**What you are asked to do**: For the word "find", count the lines of the listing that contain it and give only the count.

**Extracted records**:
PR #337, opened 2015-09-09
Add implementation for web-opac.at API

simon04:
This adds a first implementation plus definition of three libraries in Tyrol, Austria.

I'm happy to hear hints for improvements. :smile:

### DIFF
--- a/opacclient/libopac/src/main/java/de/geeksfactory/opacclient/apis/BaseApi.java
+++ b/opacclient/libopac/src/main/java/de/geeksfactory/opacclient/apis/BaseApi.java
@@ -33,6 +33,7 @@ import org.apache.http.client.entity.UrlEncodedFormEntity;
 import org.apache.http.client.methods.HttpGet;
 import org.apache.http.client.methods.HttpPost;
 import org.apache.http.client.protocol.ClientContext;
+import org.apache.http.client.utils.URIBuilder;
 import org.apache.http.client.utils.URLEncodedUtils;
 import org.apache.http.message.BasicNameValuePair;
 import org.apache.http.protocol.BasicHttpContext;
@@ -45,8 +46,8 @@ import java.io.InputStream;
 import java.io.InputStreamReader;
 import java.io.InterruptedIOException;
 import java.io.UnsupportedEncodingException;
+import java.net.URISyntaxException;
 import java.net.URLDecoder;
-import java.net.URLEncoder;
 import java.util.ArrayList;
 import java.util.HashMap;
 import java.util.List;
@@ -472,27 +473,12 @@ public abstract class BaseApi implements OpacApi {
         this.stringProvider = stringProvider;
     }
 
-    protected String buildHttpGetParams(Map<String, String> params,
-                                        String encoding) throws UnsupportedEncodingException {
-        String string = "?";
-        for (Map.Entry<String, String> pair : params.entrySet()) {
-            String name = URLEncoder.encode(pair.getKey(), encoding);
-            String value = URLEncoder.encode(pair.getValue(), encoding);
-            string += name + "=" + value + "&";
+    public static String buildHttpGetParams(List<NameValuePair> params)
+            throws UnsupportedEncodingException {
+        try {
+            return new URIBuilder().addParameters(params).build().toString();
+        } catch (URISyntaxException e) {
+            throw new RuntimeException(e);
         }
-        string = string.substring(0, string.length() - 1);
-        return string;
-    }
-
-    protected String buildHttpGetParams(List<NameValuePair> params,
-            String encoding) throws UnsupportedEncodingException {
-        String string = "?";
-        for (NameValuePair pair : params) {
-            String name = URLEncoder.encode(pair.getName(), encoding);
-            String value = URLEncoder.encode(pair.getValue(), encoding);
-            string += name + "=" + value + "&";
-        }
-        string = string.substring(0, string.length() - 1);
-        return string;
     }
 }
--- a/opacclient/libopac/src/main/java/de/geeksfactory/opacclient/apis/BaseApi.java
+++ b/opacclient/libopac/src/main/java/de/geeksfactory/opacclient/apis/BaseApi.java
@@ -472,6 +472,17 @@ public abstract class BaseApi implements OpacApi {
         this.stringProvider = stringProvider;
     }
 
+    protected String buildHttpGetParams(Map<String, String> params,
+                                        String encoding) throws UnsupportedEncodingException {
+        String string = "?";
+        for (Map.Entry<String, String> pair : params.entrySet()) {
+            String name = URLEncoder.encode(pair.getKey(), encoding);
+            String value = URLEncoder.encode(pair.getValue(), encoding);
+            string += name + "=" + value + "&";
+        }
+        string = string.substring(0, string.length() - 1);
+        return string;
+    }
 
     protected String buildHttpGetParams(List<NameValuePair> params,
             String encoding) throws UnsupportedEncodingException {
--- a/opacclient/libopac/src/main/java/de/geeksfactory/opacclient/apis/ReadOnlyApi.java
+++ b/opacclient/libopac/src/main/java/de/geeksfactory/opacclient/apis/ReadOnlyApi.java
@@ -1,0 +1,67 @@
+package de.geeksfactory.opacclient.apis;
+
+import org.json.JSONException;
+
+import java.io.IOException;
+
+import de.geeksfactory.opacclient.objects.Account;
+import de.geeksfactory.opacclient.objects.AccountData;
+import de.geeksfactory.opacclient.objects.DetailledItem;
+import de.geeksfactory.opacclient.objects.Library;
+
+/**
+ * For "read-only" API implementations, i.e. without account support, some abstract method
+ * implementations are provided.
+ */
+public abstract class ReadOnlyApi extends BaseApi {
+
+    @Override
+    public boolean isAccountSupported(Library library) {
+        return false;
+    }
+
+    @Override
+    public boolean isAccountExtendable() {
+        return false;
+    }
+
+    @Override
+    public String getAccountExtendableInfo(Account account) throws IOException {
+        return null;
+    }
+
+    @Override
+    public ReservationResult reservation(DetailledItem item, Account account,
+                                         int useraction, String selection) throws IOException {
+        return null;
+    }
+
+    @Override
+    public ProlongResult prolong(String media, Account account, int useraction,
+                                 String selection) throws IOException {
+        return null;
+    }
+
+    @Override
+    public ProlongAllResult prolongAll(Account account, int useraction, String selection)
+            throws IOException {
+        return null;
+    }
+
+    @Override
+    public CancelResult cancel(String media, Account account, int useraction,
+                               String selection) throws IOException, OpacErrorException {
+        return null;
+    }
+
+    @Override
+    public AccountData account(Account account)
+            throws IOException, JSONException, OpacErrorException {
+        return null;
+    }
+
+    @Override
+    public void checkAccountData(Account account)
+            throws IOException, JSONException, OpacErrorException {
+    }
+}
--- a/opacclient/libopac/src/main/java/de/geeksfactory/opacclient/apis/WebOpacAt.java
+++ b/opacclient/libopac/src/main/java/de/geeksfactory/opacclient/apis/WebOpacAt.java
@@ -21,6 +21,7 @@
  */
 package de.geeksfactory.opacclient.apis;
 
+import de.geeksfactory.opacclient.searchfields.DropdownSearchField;
 import org.apache.http.client.utils.URIBuilder;
 import org.json.JSONException;
 import org.json.JSONObject;
@@ -246,6 +247,7 @@ public class WebOpacAt extends SearchOnlyApi {
         final List<SearchField> fields = new ArrayList<>();
         addSimpleSearchField(fields);
         addAdvancedSearchFields(fields);
+        addSortingSearchFields(fields);
         return fields;
     }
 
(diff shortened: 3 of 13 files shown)


opacclient/libopac/src/main/java/de/geeksfactory/opacclient/apis/ReadOnlyApi.java
```diff
@@ -0,0 +1,67 @@
...
+import de.geeksfactory.opacclient.objects.Account;
+import de.geeksfactory.opacclient.objects.AccountData;
+import de.geeksfactory.opacclient.objects.DetailledItem;
+import de.geeksfactory.opacclient.objects.Library;
+
+/**
+ * For "read-only" API implementations, i.e. without account support, some abstract method
+ * implementations are provided.
+ */
+public abstract class ReadOnlyApi extends BaseApi {
```
raphaelm: I find the idea of ``ReadOnlyApi`` interesting, it really does remove duplicate code from multiple of our APIs.
@johan12345, what do you think of it?

opacclient/libopac/src/main/java/de/geeksfactory/opacclient/apis/BaseApi.java
```diff
@@ -472,6 +472,17 @@ public void setStringProvider(StringProvider stringProvider) {
         this.stringProvider = stringProvider;
     }
 
+    protected String buildHttpGetParams(Map<String, String> params,
+                                        String encoding) throws UnsupportedEncodingException {
```
raphaelm: I'm not a fan of having this logic twice, once for ``Map`` and once for ``List<NameValuePair>``. I prefer ``List<NameValuePair>``, as it more accurately maps to HTTP querystring parameters – and is the same type that the Apache HTTP client expects for POST request data.

raphaelm: Still, I see that using a ``Map`` in your API implementation is a lot easier than the List of pairs (because you need to replace values multiple times).
I think it is okay like this.

opacclient/libopac/src/main/java/de/geeksfactory/opacclient/apis/WebOpacAt.java
```diff
@@ -0,0 +1,290 @@
...
+        final Element availabilityTable = doc.select(".bibliothek table").first();
+
+        final DetailledItem result = new DetailledItem();
+        final HashMap<String, String> copy = new HashMap<>();
+        result.addCopy(copy);
+        result.setId(id);
+        result.setCover(getCover(doc));
+        result.setTitle(detailData.select("h3").first().text());
+        result.setMediaType(MEDIA_TYPES.get(getCellContent(detailTable, "Medienart|Type of media")));
+        copy.put(DetailledItem.KEY_COPY_STATUS, getCellContent(availabilityTable, "Verfügbar|Available"));
```
raphaelm: You are hardcoding this to English/German here, while other parts of the source hint at a Turkish version and there might be even more languages in other libraries. I get that there is no other way then these regexes to detect media type and reservation count, but we might take a different approach for the status field and search for the status image embedded there. What do you think, is it worth the effort?

opacclient/libopac/src/main/java/de/geeksfactory/opacclient/apis/WebOpacAt.java
```diff
@@ -0,0 +1,290 @@
...
+    }
+
+    @Override
+    public String getShareUrl(String id, String title) {
+        return null;
+    }
+
+    @Override
+    public int getSupportFlags() {
+        return 0;
```
raphaelm: It should be possible to add ``SUPPORT_FLAG_ENDLESS_SCROLLING`` here, which makes the UI a lot faster.

raphaelm:
I really like your implementation, it is very well-structured. I added a few minor remarks, but otherwise I would wait for a small comment from @johan12345 and then merge it. Thanks a lot!

opacclient/libopac/src/main/java/de/geeksfactory/opacclient/apis/ReadOnlyApi.java
johan12345: Yes, nice idea. I am not 100% satisfied with the name, however: In the literal sense, a `ReadOnlyApi` would for example also provide the `account` function, because it only *reads* data from the account. Maybe `SearchOnlyApi` or `NoAccountApi` would be better?

opacclient/libopac/src/main/java/de/geeksfactory/opacclient/apis/BaseApi.java
johan12345: I see only one place where a value is replaced (in `searchGetPage`). It could also be implemented using `List<NameValuePair>` by rebuilding the parameters for `searchGetPage` from the `lastQuery` (adding a `page` parameter to `buildSearchParams`). Of course, this would slow down the `searchGetPage` function, but it is probably negligible compared to the HTTP request duration. And it would have the advantage of having one single function that generates the parameters for both `search` and `searchGetPage`.

opacclient/libopac/src/main/java/de/geeksfactory/opacclient/apis/WebOpacAt.java
```diff
@@ -0,0 +1,290 @@
...
+        put("Hörbuch", SearchResult.MediaType.AUDIOBOOK);
+        put("eMedium", SearchResult.MediaType.EBOOK);
+        // en
+        put("Book", SearchResult.MediaType.BOOK);
+        put("Periodical", SearchResult.MediaType.MAGAZINE);
+        put("CD ROM", SearchResult.MediaType.CD_SOFTWARE);
+        put("DVD", SearchResult.MediaType.DVD);
+        put("Audiobook", SearchResult.MediaType.AUDIOBOOK);
+        put("eMedium", SearchResult.MediaType.EBOOK);
+    }};
```
johan12345: Is there any way of detecting the media types independent from the language? In most other APIs we use the file names of media type icons that are shown in each search result or CSS classes.
If that's not possible, @raphaelm, what would you think about an API independent thing for detecting media types from their names, similar to the `MeaningDetector` for search fields? This would also be helpful for the `Open` API because some libraries do not have media type icons.

opacclient/libopac/src/main/java/de/geeksfactory/opacclient/apis/WebOpacAt.java
```diff
@@ -0,0 +1,290 @@
...
+
+    @Override
+    public SearchRequestResult filterResults(Filter filter, Filter.Option option)
+            throws IOException, OpacErrorException {
+        return null;
+    }
+
+    @Override
+    public DetailledItem getResult(int position) throws IOException, OpacErrorException {
+        return null;
```
johan12345: Maybe adding a comment here that every result will have an ID would be nice

opacclient/libopac/src/main/java/de/geeksfactory/opacclient/apis/WebOpacAt.java
```diff
@@ -0,0 +1,290 @@
...
+        final Elements options = doc.select("select#adv_search_crit_0").first().select("option");
+        for (final Element option : options) {
+            final TextSearchField field = new TextSearchField();
+            field.setDisplayName(option.text());
+            field.setId(option.val());
+            field.setHint("");
+            field.setData(new JSONObject());
+            field.getData().put("meaning", field.getId());
+            fields.add(field);
+        }
```
johan12345: What about the "sortiert nach" (only one sorting level would be enough, I think), "Suche in" (we would need a have a SearchField type for a group of checkboxes for that or implement it as a dropdown with an option for "all") and "Alle Titel" / "nur Antolin Titel" search fields?

opacclient/libopac/src/main/java/de/geeksfactory/opacclient/apis/WebOpacAt.java
```diff
@@ -0,0 +1,290 @@
...
+    }
+
+    @Override
+    protected String getDefaultEncoding() {
+        return "utf-8";
+    }
+
+    @Override
+    public String getShareUrl(String id, String title) {
+        return null;
```
johan12345: You could probably use the same URL as in `getResultById` here.

opacclient/libopac/src/main/java/de/geeksfactory/opacclient/apis/ReadOnlyApi.java
raphaelm: ``SearchOnlyApi`` sounds good to me.
How do you feel about declaring the overridden methods as ``final``, such that we do not end up with every API that originally based on ``SearchOnlyApi`` continues to do so?

johan12345: Yes, that is probably a good idea.

opacclient/libopac/src/main/java/de/geeksfactory/opacclient/apis/WebOpacAt.java
raphaelm: I dont think there is a nother way to detect the media type here.

> If that's not possible, @raphaelm, what would you think about an API independent thing for detecting media types from their names, similar to the MeaningDetector for search fields? This would also be helpful for the Open API because some libraries do not have media type icons.

I feel that this is not necessarry *at the moment*. web-opac.at ist barely used outside Austria, OPEN not outside Germany, so the installed languages do not differ greatly. Additionally, implementing something like ``MeaningDetector`` for types is way harder, because there is no standard way of getting a *list* of media types, so we'd have to "guess" around with a lot of search queries. And it would also still need one of us to do the mapping to media types.

opacclient/libopac/src/main/java/de/geeksfactory/opacclient/apis/WebOpacAt.java
raphaelm: Yes, I missed that. You should definitively implement this method! Just return ``opac_url + "/search?view=detail&id=" + id``

johan12345:
There is a list of more (if not all) libraries using web-opac.at [here](https://littera.eu/littera_software/referenzen.html), we could add all of them later using the `tools/add_library.py` Python script.

opacclient/libopac/src/main/java/de/geeksfactory/opacclient/apis/BaseApi.java
simon04: Good idea, I changed that in 65f8dce11d45bdf6341e77240860f932fc42de74 and construct the query using Apache's `URIBuilder`.

opacclient/libopac/src/main/java/de/geeksfactory/opacclient/apis/ReadOnlyApi.java
simon04: Done in 794598e18ba783d96b21520585d6bb702926d73a.

opacclient/libopac/src/main/java/de/geeksfactory/opacclient/apis/WebOpacAt.java
simon04: I agree that it's somewhat of a hack. ASAIK, only the languages `de`, `en`, `tr` are implemented at the moment. For "Verfügbar|Available", we could make use of the status image. But especially for "Medienart|Type of media" there are no indications. The only different approach would be via the search fields: "Medienart" is associated the key `ma`. This key could be used to determine the lookup term "Medienart" …Rather complex instead of specifying two/three translations here. :smile:

raphaelm: Yes, I agree.

opacclient/libopac/src/main/java/de/geeksfactory/opacclient/apis/WebOpacAt.java
simon04: So the `SearchField`s are not only used to specify a search criterion/filter, but also for sorting? Would that just be an indistinctive `SearchField` that can be added to the query?

"Antolin" should be rather easy to add, although I'm not overly interested in that criterion :smirk:. "Suche in/Partnerbibliothek" adds a state to performing queries, since that is set via a different HTTP request.

Another enhancement would be to obtain all possible values for certain fields (such as "Systematik|Classification", via http://www.aktirol.web-opac.at/search/adv_ac?crit=og) and add a `DropdownSearchField` instead …

simon04:
Thank you a lot for your extensive review. I addressed most aspects in the commits 794598e, cd4af0c.

> There is a list of more (if not all) libraries using web-opac.at

There is an even longer list https://www.bvoe.at/oeffentliche_bibliotheken/adressen (needs to be filtered for WebOPAC entries). I'm happy to prepare the JSON files once the implementation is set :smile:

opacclient/libopac/src/main/java/de/geeksfactory/opacclient/apis/WebOpacAt.java
```diff
@@ -0,0 +1,294 @@
...
+    }
+
+    @Override
+    public Set<String> getSupportedLanguages() throws IOException {
+        return null;
+    }
+
+    @Override
+    public void setLanguage(String language) {
+    }
```
johan12345: You should implement `getSupportedLanguages` and `setLanguage` so that the app can set the language depending on the device language.
`getSupportedLanguages` could do a network operation to find out the available languages, but if it is German, English and Turkish in all the libraries, you could return those codes directly as well.
The current language of the device is passed to `setLanguage`, which you should save and then use for the search and detail requests. If the language passed to `setLanguage` is not one of the supported ones, you should fall back to English (and, if that should also not be supported, German).
See also the [Javadoc](https://github.com/raphaelm/opacclient/blob/master/opacclient/libopac/src/main/java/de/geeksfactory/opacclient/apis/OpacApi.java#L587) and the implementation in [Pica](https://github.com/raphaelm/opacclient/blob/master/opacclient/libopac/src/main/java/de/geeksfactory/opacclient/apis/Pica.java#L865)

opacclient/libopac/src/main/java/de/geeksfactory/opacclient/apis/WebOpacAt.java
johan12345: Yes, `SearchFields` for sorting are not different from the other ones (except normally being a `DropdownSearchField` instead of a `TextSeachField`). The API implementations are more or less flexible in recognizing different search fields provided by different libraries and we have the `MeaningDetector` for detecting their meanings by their name (using our [rather large JSON file](https://github.com/raphaelm/opacclient/blob/master/opacclient/opacapp/src/main/assets/meanings/general.json)) and sorting them in the form. This would also ensure that the "Antolin" field is only shown when you click on "Mehr Suchfelder anzeigen" in the app.

Obtaining all the possible values for certain fields would be quite nice, we could whitelist the ones where it makes sense based on their ID.

simon04: Sorting search fields added in d74f314.

simon04: Dropdown values are fetched for certain fields since 4b65296.

simon04:
Is anything left to be done?

raphaelm:
Nope, seems good to me!

PR #338, opened 2015-09-10
Introduce DropdownSearchField.Option

simon04:
This allows a more comprehensible and compact usage of the
DropdownSearchField. In addition, due to replacing many HashMap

**Your response**: 2